▸ What is being asked
A word-for-word transcription of the records is required.

▸ Source data
PR #827, opened 2024-09-06
pam_userdb: don't overwrite free'd memory

keeffturner:
crypt_r can return a pointer into a provided crypt_data struct.  Callers should not modify the string returned by crypt_r after freeing the corresponding crypt_data struct.


ldv-alt (approved):
@keeffturner, I've reworked this PR a bit, please have a look.

keeffturner (commented):
ldv's changes look good to keeffturner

▸ Expected answer
PR #827, opened 2024-09-06
pam_userdb: don't overwrite free'd memory

keeffturner:
crypt_r can return a pointer into a provided crypt_data struct.  Callers should not modify the string returned by crypt_r after freeing the corresponding crypt_data struct.


ldv-alt (approved):
@keeffturner, I've reworked this PR a bit, please have a look.

keeffturner (commented):
ldv's changes look good to keeffturner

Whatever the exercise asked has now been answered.